# TD Bank (TD, TD.TO)



## jason26 (Apr 6, 2009)

Any thoughts on the current price? Really want some TD for the long term, but would also like to get in with a little better yield.


----------



## KaeJS (Sep 28, 2010)

I'd buy it, but I'm a huge TD fan.

I've got 200 and I wish I could buy more at this price.

You know it will be back in the $80's quick, and eventually do a split.

But, some people are bearish on cdn banks....

I say its a long term hold it and collect the divs.


----------



## Ethan (Aug 8, 2010)

TD is the largest holding in my portfolio. I'm very bullish on TD.


----------



## gibor365 (Apr 1, 2011)

Ethan said:


> TD is the largest holding in my portfolio. I'm very bullish on TD.


IMHO, all big 5 canadian banks are good for a long term holding.

BTW, TD and BMO are on the top 5 of US based www.dividend.com


----------



## jason26 (Apr 6, 2009)

Thanks. My other bank holding is BMO, got into that at under $50 making for a decent yield. Was looking to add a 2nd bank and TD is my top choice. My gut is telling me to get in while I can for under $80. Plan is to hold for the long haul and buy more in the dips.


----------



## dubmac (Jan 9, 2011)

I am looking to buy a bank stock (or 2) as a long term holding & drip it for 15 yrs. I am figuring now is a good time as any after the 10% drop. Do any of you see a potential event (ie: europe/greece crisis, US debt ceiling debate) being significant game changers in the next few weeks/months - prior to Sept.?


----------



## KaeJS (Sep 28, 2010)

dubmac said:


> I am looking to buy a bank stock (or 2) as a long term holding & drip it for 15 yrs. I am figuring now is a good time as any after the 10% drop. Do any of you see a potential event (ie: europe/greece crisis, US debt ceiling debate) being significant game changers in the next few weeks/months - prior to Sept.?

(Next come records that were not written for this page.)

PR #1153, opened 2019-04-11
test(lang): add tests for query

### LINKED ISSUE #1134: [pvt-spec] Write unit tests for new Query interface

affo:
Closes #1134 

### Done checklist
- [ ] docs/SPEC.md updated
- [ ] Test cases written

### DIFF
--- a/lang/query_test.go
+++ b/lang/query_test.go
@@ -1,0 +1,168 @@
+package lang_test
+
+import (
+	"context"
+	"testing"
+	"time"
+
+	_ "github.com/influxdata/flux/builtin"
+
+	"github.com/influxdata/flux"
+	"github.com/influxdata/flux/lang"
+	"github.com/influxdata/flux/memory"
+	"github.com/pkg/errors"
+)
+
+func runQuery(script string) (flux.Query, error) {
+	program, err := lang.Compile(script, time.Unix(0, 0))
+	if err != nil {
+		return nil, err
+	}
+	q, err := program.Start(context.Background(), &memory.Allocator{})
+	if err != nil {
+		return nil, err
+	}
+	return q, nil
+}
+
+var validScript = `
+import "csv"
+
+data = "
+#datatype,string,long,long,string
+#group,false,false,false,true
+#default,_result,,,
+,result,table,value,tag
+,,0,10,a
+,,0,10,a
+,,1,20,b
+,,1,20,b
+,,2,30,c
+,,2,30,c
+,,3,40,d
+,,3,40,d
+"
+
+csv.from(csv: data) |> yield(name: "res")`
+
+func TestQuery_Results(t *testing.T) {
+	q, err := runQuery(validScript)
+	if err != nil {
+		t.Fatal(errors.Wrap(err, "unexpected error while creating query"))
+	}
+
+	// gather counts
+	var resCount, tableCount, totRows int
+	for res := range q.Results() {
+		resCount++
+		if err := res.Tables().Do(func(tbl flux.Table) error {
+			tableCount++
+			return tbl.Do(func(cr flux.ColReader) error {
+				tags := cr.Strings(1)
+				for i := 0; i < tags.Len(); i++ {
+					totRows++
+				}
+				return nil
+			})
+		}); err != nil {
+			t.Fatal(errors.Wrap(err, "unexpected error while iterating over tables"))
+		}
+	}
+
+	// com,pare expected counts
+	if resCount != 1 {
+		t.Errorf("got %d results instead of %d", resCount, 1)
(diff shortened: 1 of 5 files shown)


affo:
@wolffcm maybe I should add something for `Cancel()`.

I pushed what I add just to see if it meets you expectations when you opened the issue.

lang/query_test.go
```diff
@@ -0,0 +1,175 @@
...
+	// release query resources
+	q.Done()
+
+	if q.Err() != nil {
+		t.Fatal(errors.Wrap(q.Err(), "unexpected error from query execution"))
+	}
+}
+
+func TestQuery_Stats(t *testing.T) {
+	t.Skip("stats are updated by the controller, running a standalone query won't update them")
```
wolffcm: Hmm, it occurs to me that because `lang.Query` needs to use an `execute.Executor`, this is hard to test.  One solution might be to add a method that lets clients decide which executor to use when running the program, in this interface:
https://github.com/influxdata/flux/blob/master/lang/compiler.go#L208
```go
type DependenciesAwareProgram interface {
	SetExecutorDependencies(execute.Dependencies)
	SetLogger(logger *zap.Logger)
        SetExecutor(e execute.Executor)
}
```
Then you could pass in a `mock.Executor` that updates the stats.

wolffcm: I am a little reluctant to add code that is only used for tests, but it seems like the benefits outweigh the cost here.

mock/query.go
```diff
@@ -0,0 +1,76 @@
...
+func (q *query) Cancel() {
+	q.Done()
+}
+
+func (q *query) Err() error {
+	return q.err
+}
+
+func (q *query) Statistics() flux.Statistics {
+	return flux.Statistics{}
```
wolffcm: It would be good to have a way for clients to specify what statistics they expect to be returned.  The logic for this is a little subtle, since statistics are only valid if `Done()` has been called.  What they are before that is undefined.

result_iterator_test.go
```diff
@@ -0,0 +1,112 @@
...
+	}
+}
+
+func TestQueryResultIterator_Error(t *testing.T) {
+	expectedErr := errors.New("hello, I am an error")
+	q := mock.QueryFromTablesWithError(expectedErr)
+	ri := flux.NewResultIteratorFromQuery(q)
+	defer ri.Release()
+
+	for ri.More() {
```
wolffcm: With result iterator, the code is a little subtle since the iterator is fed by a channel and you can't peek at the next value without consuming it.  So it would be good to verify that the following assumptions hold in this test:
- `More()` is idempotent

In terms of the CDN banks, I think the only one that will really have a big impact is if the US continues to post bad news.

Reason being is because:

A) TD has the largest US exposure out of all CDN banks
B) BMO just bought Marshall and Ilsley and owns Harris

C) RBC just sold out of the US (which i think is a _dumb move_)

But you might as well grab it now since they are down, and then average down later if US posts even worse news.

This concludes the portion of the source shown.